Referring to FIG. 3 and FIG. 5 The remote comprises: the single chip RF controller rfPIC12F675F as shown in reference K, the input circuitry for push button switches as shown in I, the power up reset circuit as shown in J, and the 13.56 MHz crystal oscillation circuit in H. The single chip RF controller rfPIC12F675F is electrically connected with the reference circuit I, J and H. A type CR2032 coin cell battery supplies the power to the remote. The power-up resets circuit J and supervise the initial voltage at power up to ensure the voltage being stable before the rfPIC12F675F starts working. After the rfPIC12F675F starts working, a reset command to the internal watchdog timer is necessary before the watchdog timer overflows and resets the rfPIC12F675F by itself. This conversely ensures the watchdog resetting routine to be executed within a limited time or the controller being still running properly. In order to reduce the numbers of push button switches in the remote, each switch detects single and double depresses and responds it with different function. It should be noted that the locations of the switches are aligned nonlinearly, that is there is no three buttons sitting in one line to help the driver's fingers easily find the buttons.

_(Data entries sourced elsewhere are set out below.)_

PR #1131, opened 2021-06-27
Update plugin.adoc

newway-anshul:
Instead of having "The command generate: asset expects 1 argument:" we should have "The command generate: plugin expects 1 argument:".


Tschakki (approved):
Thanks!

PR #1143, opened 2021-07-08
Change 'API (Betanet)' to 'API (Testnet)'

Nazgolze:


Tschakki (changes requested):
Good change, but the URL on line 5 needs update as well, should be version 5.1.1

Tschakki (approved):
Thank you!

PR #1162, opened 2021-07-31
Update keys-module.adoc - wrong module name

krzyhub:
Wrong module name used in the description. "token module" used, but should be "keys module".


Tschakki (approved):
Thank you!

The rfPIC12F675F comprise: a programmable microcontroller and a radio frequency transmitter. More specifically, it is noted that the ASK (amplitude shift keying) is utilized for modulation and transmission with the carrier frequency set at 433.92 MHz because of using the particular rfPIC12F675F. The 13.56 MHz crystal oscillation will be multiplied by 32 inside the rfPIC12F675F to obtain the UHF carrier frequency 433.92 MHz.

Because the remote is powered by a battery, there is no audible or visual electricity consuming indicators installed within. Since the driver can hear the siren sound so there will be no indicator required when turning a siren amplifier on. However the control head can add adequate indication when an emergency light is activated by the remote. An audible piezoelectronic beeper and LED indicators are installed in the control head to feedback the status of the emergency lights. Upon any change to the status of the emergency lights, the beeper or LED on the control head will generate an audible and visual effect to notify the operator the change of the status.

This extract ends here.